**Aim of the task**
The answer should hold only the line with "Do not stack" and each line after it through the last line of the material, exactly.

**Data supplied**

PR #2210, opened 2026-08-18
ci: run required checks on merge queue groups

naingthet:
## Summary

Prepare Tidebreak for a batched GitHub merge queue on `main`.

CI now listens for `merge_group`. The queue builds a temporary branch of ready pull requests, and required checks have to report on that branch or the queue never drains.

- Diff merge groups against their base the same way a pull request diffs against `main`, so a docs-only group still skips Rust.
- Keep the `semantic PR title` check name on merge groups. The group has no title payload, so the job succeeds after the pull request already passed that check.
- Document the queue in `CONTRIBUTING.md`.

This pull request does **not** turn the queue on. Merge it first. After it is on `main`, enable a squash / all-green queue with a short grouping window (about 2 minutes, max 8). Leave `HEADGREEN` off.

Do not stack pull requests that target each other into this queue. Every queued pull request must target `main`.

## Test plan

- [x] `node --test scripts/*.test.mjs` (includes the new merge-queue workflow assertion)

**Exercise response**
Do not stack pull requests that target each other into this queue. Every queued pull request must target `main`.

## Test plan

- [x] `node --test scripts/*.test.mjs` (includes the new merge-queue workflow assertion)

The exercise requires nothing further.